Ледяная тюрьма - Кунц Дин Рей. Страница 46
Харри поглядел на товарища, пытаясь разобрать через льдистый туман выражение лица. И вдруг злонамеренность, читавшаяся в лице Джонсона, показалась чем-то истинным — Харри почувствовал, что это — не просто игра света, проделавшего многотрудный путь от фонариков ко льду под ногами и обратно вверх и претерпевшего многие отражения и искажения.
— Ты меня достал, Пит.
— Добро.
— Понимаю: ты мне правду сказал, ты — не тот. Но ты же сам говоришь, что нельзя мне доверять никому, даже на миг, пусть я думаю, что вот этого-то я знаю, как брата родного.

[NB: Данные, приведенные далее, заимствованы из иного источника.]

PR #184, opened 2023-01-26
Add PSP references along with setting and logic to handle PSPs

crobby:
https://github.com/rancher/rancher/issues/40326

### DIFF
--- a/charts/rancher-webhook/templates/pre-delete-hook-psp.yaml
+++ b/charts/rancher-webhook/templates/pre-delete-hook-psp.yaml
@@ -1,4 +1,4 @@
-{{- if and .Values.preDelete.enabled (.Capabilities.APIVersions.Has "policy/v1beta1/PodSecurityPolicy") }}
+{{- if .Values.global.cattle.psp.enabled  -}}
 apiVersion: policy/v1beta1
 kind: PodSecurityPolicy
 metadata:
--- a/charts/rancher-webhook/templates/pre-delete-hook-psp.yaml
+++ b/charts/rancher-webhook/templates/pre-delete-hook-psp.yaml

— Именно. В точности так. И эта правда про нас тоже. Нас обоих. Потому в шестую строчку списка занеси свое имя.
— Как? Мое?
— А что, тебя разве тогда с нами не было? На третьей взрывной площадке? Ты же был с нами.
— Но ведь это я нашел его. Когда мы вернулись к третьей скважине поиска ради.
— Ну да. Ты еще сам, лично, поделил площадку на участки и сказал, где кто будет искать. Потому, надо полагать, ты и мог выбрать себе тот самый участок. Чтоб наверняка знать: он умер или нет, ну, до того, как ты его «отыщешь». А Брескин смешал тебе все карты, выйдя на тебя, прежде чем ты смог нанести Брайану coup de grace [15].
У Харри перехватило на миг дыхание. Он изумленно пялился на Джонсона.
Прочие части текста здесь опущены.